--- Records supplied Enclosed Below ---
PR #74, opened 2021-04-13
Release `v0.6.0`

sphuber:


mbercx:
Note that we should probably add a warning that these changes are quite breaking (although it can be expected since it's pre-v1.0.0). I was doing a bit of field testing to see what will happen if you try to use some of the new features with pseudos installed with 0.5.0:

```Python
In [1]: ps = load_group('SSSP/1.0/PBE/efficiency')

In [2]: ps.get_recommended_cutoffs(elements=('Li', 'Co'))
Out[2]: (612.2561276385, 4898.049021108)

In [3]: ps.get_cutoffs_unit()
KeyError                                  Traceback (most recent call last)
~/envs/aiida-dev/code/aiida-pseudo/aiida_pseudo/groups/mixins/cutoffs.py in get_cutoffs_unit(self, stringency)
    255         try:
--> 256             return self._get_cutoffs_unit_dict()[stringency]
    257         except KeyError as exception:

KeyError: 'normal'

The above exception was the direct cause of the following exception:

ValueError                                Traceback (most recent call last)
<ipython-input-3-fa1e1bfdf5b8> in <module>
----> 1 ps.get_cutoffs_unit()

~/envs/aiida-dev/code/aiida-pseudo/aiida_pseudo/groups/mixins/cutoffs.py in get_cutoffs_unit(self, stringency)
    256             return self._get_cutoffs_unit_dict()[stringency]
    257         except KeyError as exception:
--> 258             raise ValueError(f'stringency `{stringency}` is not defined for this family.') from exception
    259 
    260     def get_recommended_cutoffs(self, *, elements=None, structure=None, stringency=None, unit=None):

ValueError: stringency `normal` is not defined for this family.
```

In fact, maybe we should still fix this, i.e. have the default unit assigned for any stringency which _does_ have the cutoffs set, but _doesn't_ have the unit in the `'_cutoffs_unit'` dictionary stored in the extras. If we make sure the pseudos installed with v0.5.0 still work as intended with all features in v0.6.0, we also don't have to build in any workarounds in the plugins (see https://github.com/aiidateam/aiida-quantumespresso/issues/670).

sphuber:
If we can, in a reasonable way, build it such that existing families continue to function then I am all for it. I just would like to prevent nasty workarounds that will linger in the code for a long time if not forever. Can we summarize what the breaking changes are exactly? Is it only the change of adding multiple units?

mbercx:
> I I just would like to prevent nasty workarounds that will linger in the code for a long time if not forever. 

Yeah, I understand and agree.

> Can we summarize what the breaking changes are exactly? Is it only the change of adding multiple units?

I'd have to do a bit of field testing. Let me set up a branch and see how many workarounds we'd have to implement, and assess their level of nastiness.

mbercx:
See #75.

CHANGELOG.md
```diff
@@ -1,5 +1,32 @@
 # Change log
 
+## 0.6.0
+
+The biggest change in this release is the addition of explicit units for the recommended cutoffs of pseudopotential families that support it.
+Before, the unit always had to be specified in electronvolt, but now it is possible to define cutoffs in a variety of energy units.
+To facilitate that a single family can specify multiple sets off cutoffs at different "stringencies", with optionally different units, the interface of `RecommendedCutoffMixin.set_cutoffs` had to be changed.
```
mbercx, line 7:
```suggestion
To facilitate that a single family can specify multiple sets of cutoffs at different "stringencies", with optionally different units, the interface of `RecommendedCutoffMixin.set_cutoffs` had to be changed.
```

CHANGELOG.md
```diff
@@ -1,5 +1,32 @@
 # Change log
 
+## 0.6.0
+
+The biggest change in this release is the addition of explicit units for the recommended cutoffs of pseudopotential families that support it.
+Before, the unit always had to be specified in electronvolt, but now it is possible to define cutoffs in a variety of energy units.
```
mbercx, line 6:
```suggestion
Before, the cutoffs always had to be specified in electronvolt, but now it is possible to define cutoffs in a variety of energy units.
```

CHANGELOG.md
```diff
@@ -1,5 +1,32 @@
...
+To facilitate that a single family can specify multiple sets off cutoffs at different "stringencies", with optionally different units, the interface of `RecommendedCutoffMixin.set_cutoffs` had to be changed.
+Instead of taking a dictionary with the cutoffs for all stringencies in one go, it now takes the dictionary of cutoffs for a single stringency.
+Pseudopotential families that were installed with `aiida-pseudo==0.5.0` should continue to function properly.
```
mbercx, line 9: I think also `aiida-pseudo==0.4.0`?

mbercx (approved):
Just a few minor comments, then she's ready for launch, capt'n!

mbercx (approved):
LGTM! 🚀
--- End of Enclosed Records supplied ---
**What needs to be done**:
Take the entries above and repeat them. Alter nothing.

**Result for this task**:
PR #74, opened 2021-04-13
Release `v0.6.0`

sphuber:


mbercx:
Note that we should probably add a warning that these changes are quite breaking (although it can be expected since it's pre-v1.0.0). I was doing a bit of field testing to see what will happen if you try to use some of the new features with pseudos installed with 0.5.0:

```Python
In [1]: ps = load_group('SSSP/1.0/PBE/efficiency')

In [2]: ps.get_recommended_cutoffs(elements=('Li', 'Co'))
Out[2]: (612.2561276385, 4898.049021108)

In [3]: ps.get_cutoffs_unit()
KeyError                                  Traceback (most recent call last)
~/envs/aiida-dev/code/aiida-pseudo/aiida_pseudo/groups/mixins/cutoffs.py in get_cutoffs_unit(self, stringency)
    255         try:
--> 256             return self._get_cutoffs_unit_dict()[stringency]
    257         except KeyError as exception:

KeyError: 'normal'

The above exception was the direct cause of the following exception:

ValueError                                Traceback (most recent call last)
<ipython-input-3-fa1e1bfdf5b8> in <module>
----> 1 ps.get_cutoffs_unit()

~/envs/aiida-dev/code/aiida-pseudo/aiida_pseudo/groups/mixins/cutoffs.py in get_cutoffs_unit(self, stringency)
    256             return self._get_cutoffs_unit_dict()[stringency]
    257         except KeyError as exception:
--> 258             raise ValueError(f'stringency `{stringency}` is not defined for this family.') from exception
    259 
    260     def get_recommended_cutoffs(self, *, elements=None, structure=None, stringency=None, unit=None):

ValueError: stringency `normal` is not defined for this family.
```

In fact, maybe we should still fix this, i.e. have the default unit assigned for any stringency which _does_ have the cutoffs set, but _doesn't_ have the unit in the `'_cutoffs_unit'` dictionary stored in the extras. If we make sure the pseudos installed with v0.5.0 still work as intended with all features in v0.6.0, we also don't have to build in any workarounds in the plugins (see https://github.com/aiidateam/aiida-quantumespresso/issues/670).

sphuber:
If we can, in a reasonable way, build it such that existing families continue to function then I am all for it. I just would like to prevent nasty workarounds that will linger in the code for a long time if not forever. Can we summarize what the breaking changes are exactly? Is it only the change of adding multiple units?

mbercx:
> I I just would like to prevent nasty workarounds that will linger in the code for a long time if not forever. 

Yeah, I understand and agree.

> Can we summarize what the breaking changes are exactly? Is it only the change of adding multiple units?

I'd have to do a bit of field testing. Let me set up a branch and see how many workarounds we'd have to implement, and assess their level of nastiness.

mbercx:
See #75.

CHANGELOG.md
```diff
@@ -1,5 +1,32 @@
 # Change log
 
+## 0.6.0
+
+The biggest change in this release is the addition of explicit units for the recommended cutoffs of pseudopotential families that support it.
+Before, the unit always had to be specified in electronvolt, but now it is possible to define cutoffs in a variety of energy units.
+To facilitate that a single family can specify multiple sets off cutoffs at different "stringencies", with optionally different units, the interface of `RecommendedCutoffMixin.set_cutoffs` had to be changed.
```
mbercx, line 7:
```suggestion
To facilitate that a single family can specify multiple sets of cutoffs at different "stringencies", with optionally different units, the interface of `RecommendedCutoffMixin.set_cutoffs` had to be changed.
```

CHANGELOG.md
```diff
@@ -1,5 +1,32 @@
 # Change log
 
+## 0.6.0
+
+The biggest change in this release is the addition of explicit units for the recommended cutoffs of pseudopotential families that support it.
+Before, the unit always had to be specified in electronvolt, but now it is possible to define cutoffs in a variety of energy units.
```
mbercx, line 6:
```suggestion
Before, the cutoffs always had to be specified in electronvolt, but now it is possible to define cutoffs in a variety of energy units.
```

CHANGELOG.md
```diff
@@ -1,5 +1,32 @@
...
+To facilitate that a single family can specify multiple sets off cutoffs at different "stringencies", with optionally different units, the interface of `RecommendedCutoffMixin.set_cutoffs` had to be changed.
+Instead of taking a dictionary with the cutoffs for all stringencies in one go, it now takes the dictionary of cutoffs for a single stringency.
+Pseudopotential families that were installed with `aiida-pseudo==0.5.0` should continue to function properly.
```
mbercx, line 9: I think also `aiida-pseudo==0.4.0`?

mbercx (approved):
Just a few minor comments, then she's ready for launch, capt'n!

mbercx (approved):
LGTM! 🚀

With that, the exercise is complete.